Scotty Lago

Personal information
- Born: November 12, 1987 (age 38) Seabrook, New Hampshire, U.S.

Medal record
Men's snowboarding
Representing the United States
Olympic Games
| Bronze medal – third place | 2010 Vancouver | Halfpipe |
Winter Dew Tour
| Bronze medal – third place | 2008–2009 Dew Cup | SuperPipe |
| Bronze medal – third place | 2009 Mt. Snow | SuperPipe |
| Bronze medal – third place | 2008 Breckenridge | SuperPipe |
Winter X Games
| Gold medal – first place | 2011 Aspen | Best Method |
| Silver medal – second place | 2009 Aspen | SlopeStyle |
| Silver medal – second place | 2011 Aspen | SuperPipe |
| Bronze medal – third place | 2006 Aspen | SuperPipe |

= Scotty Lago =

American snowboarder (born 1987)

Scotty Lago (born November 12, 1987) is an American snowboarder. He is the 2004 world half-pipe champion and winner of a bronze medal at the 2010 Winter Olympics.

==Career==
Lago has been riding since 1996. He is sponsored by Hudsen Collective, ION cameras, Mountain Dew, Moultrie Mobile, Smith Optics and Friends. He began snowboarding at a local tubing hill in Amesbury, Massachusetts.

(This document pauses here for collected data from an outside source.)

PR #2855, opened 2024-01-22
fix: Fix error message for non nullable converter

### LINKED ISSUE #2854: Wrong message when a non nullable converter is used on a nullable column:
```console
This column is nullable, but the type converter has a non-nullable SQL type, meaning that it won't be able to map `null` from the database to Dart.
Try wrapping the converter in `JsonTypeConverter.asNullable`
   ╷
49 │   IntColumn get myColumn => integer().map(const MyConverter()).nullable()();
   │         
```

But `JsonTypeConverter.asNullable` doesn't exist, it should be replaced with `JsonTypeConverter2.asNullable`

ValentinVignal:
Fixes https://github.com/simolus3/drift/issues/2854

### DIFF
--- a/drift_dev/lib/src/analysis/resolver/shared/dart_types.dart
+++ b/drift_dev/lib/src/analysis/resolver/shared/dart_types.dart
@@ -325,7 +325,7 @@ AppliedTypeConverter? readTypeConverter(
           "potentially map to `null` which can't be stored in the database.");
     } else if (!canBeSkippedForNulls) {
       final alternative = appliesToJsonToo
-          ? 'JsonTypeConverter.asNullable'
+          ? 'JsonTypeConverter2.asNullable'
           : 'NullAwareTypeConverter.wrap';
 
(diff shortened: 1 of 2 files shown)


simolus3 (approved):
Thanks!

ValentinVignal:
I quickly looked around and wasn't able to find if you have already written some tests for reported errors.

Where / how do you want me to write a test for that?

simolus3:
I think this assertion just needs to be expanded to cover the full message:

https://github.com/simolus3/drift/blob/261c151fbf87a580b07bc8565afbd9d7f16e9a07/drift_dev/test/analysis/resolver/dart/type_converter_test.dart#L85-L86

ValentinVignal:
Thank you @simolus3 , I implemented a test in [test: Update the tests](https://github.com/simolus3/drift/pull/2855/commits/b03805d3995ae56581dbcf5015c5013fe1928d01)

Lago was a member of the 2010 U.S. Olympic Snowboarding half-pipe team along with Shaun White, Greg Bretz, and Louie Vito. On February 17, 2010, Lago won the bronze medal with a score of 42.8 out of 50.0.

On February 19, 2010, controversial photos surfaced of Lago with his bronze medal and Team USA gear. Due to these photos, he returned home before the end of the games.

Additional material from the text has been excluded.